Would the economy be better off without MBA students? - calpaterson
http://www.economist.com/debate/days/view/900
======
MattRogish
Having an MBA myself (nowhere near from a top-10 school, although friends who
have gone to better schools report similar curricula) I don't see B-Schools
teaching/reinforcing what it is to be a "manager".

I think the MBA does a disservice because it often either doesn't teach
"people management" at all or (worse?) reinforces hard-core Taylorism
([http://en.wikipedia.org/wiki/Scientific_management#Taylor.27...](http://en.wikipedia.org/wiki/Scientific_management#Taylor.27s_view_of_workers)).
We get disastrous manage-by-the-numbers and "us vs. them" mentality,
ultimately devaluing the role of the manager!
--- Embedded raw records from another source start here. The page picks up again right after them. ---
Issue #2256, opened 2019-07-25
The content_previewer role needs the "View latest version" permission.


blairlearn:
The `View latest version` permission is not set for the `content_previewer` role.  This results in users with this role getting an access forbidden message when they attempt to preview a page, e.g. https://www-cms-dev.cancer.gov/node/1026837/latest

amydugan:
Went live 7/30 with Hotfix 1.1.2. Closing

If all you need to manage is a
report that says how many widgets employee X made relative to compensation you
can automate away most management.

Yes, under that definition (not all MBA programs are like that, but it seems
the majority are), I think the MBA is bad for the US economy. It promotes
underperformance, lack of innovation, and sucks up resources that could better
be spent elsewhere.

Instead, they should teach Drucker-ism
(<http://en.wikipedia.org/wiki/Peter_Drucker>) and Organizational Systems
Theory (<http://managementhelp.org/organizations/systems.htm>).

Managers can and do amazing things by enabling their coworkers to scale better
by:

* Removing roadblocks that get in their way

* Listen to, and allow employees to change and shape the culture

* Coach coworkers to improve skills and develop flow

* Help mentor and guide the organization as it scales up

Though, we need far fewer of them if we leave it to stuff like this. It allows
organizations to be a lot flatter and scale better without dedicated managers,
putting causing downward demand on managers so it seems something most MBA
programs won't adopt. Still, it would prevent wholesale manager-bankruptcy
that I envision is the future for the "managing" class in most businesses.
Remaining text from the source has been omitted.